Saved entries
***

PR #1221, opened 2024-03-05
Provide zocalo with more info for GPU analysis

### LINKED ISSUE #1091: Send zocalo information on the acquisition id and number of images

DominicOram:
Fixes #1091

Link to dodal PR: https://github.com/DiamondLightSource/dodal/pull/359

### To test:
1. Confirm tests pass

### DIFF
--- a/src/hyperion/experiment_plans/flyscan_xray_centre_plan.py
+++ b/src/hyperion/experiment_plans/flyscan_xray_centre_plan.py
@@ -2,7 +2,7 @@ from __future__ import annotations
 
 import argparse
 import dataclasses
-from typing import TYPE_CHECKING, Any
+from typing import TYPE_CHECKING, Any, List
 
 import bluesky.plan_stubs as bps
 import bluesky.preprocessors as bpp
@@ -72,6 +72,7 @@ if TYPE_CHECKING:
     )
 
     PandaOrZebraGridscan = FastGridScan | PandAFastGridScan
+    from scanspec.core import AxesPoints, Axis
 
 
 @dataclasses.dataclass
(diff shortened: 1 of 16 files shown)


dperl-dls (commented):
~~Could you update this to match the dodal branch? Tests are broken since merging main on dodal~~ Never mind, was looking at the wrong branch

dperl-dls (approved):
Looks good, thanks!

DominicOram:
Merge was non-trivial, could you re-review @dperl-dls?

src/hyperion/experiment_plans/flyscan_xray_centre_plan.py
```diff
@@ -177,13 +179,15 @@ def kickoff_and_complete_gridscan(
...
     zocalo_environment: str,
+    scan_points: List[AxesPoints[Axis]],
 ):
     @TRACER.start_as_current_span(DO_FGS)
     @bpp.set_run_key_decorator(DO_FGS)
     @bpp.run_decorator(
         md={
             "subplan_name": DO_FGS,
             "zocalo_environment": zocalo_environment,
+            "scan_points": scan_points,
```
dperl-dls, line 190: On second thought I actually don't like this in the plan, I think we should do it in the callbacks instead, but I'm happy to leave it as is because I think it fits nicely in https://github.com/DiamondLightSource/hyperion/issues/1217

dperl-dls (approved):
lgtm

src/hyperion/experiment_plans/flyscan_xray_centre_plan.py
DominicOram: Do what in the callbacks? Create the points out of the parameters?

dperl-dls: yeah, or out of the grid scan info, whichever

***

Each line of the data that contains "dodal" should be counted; please give only the number.

2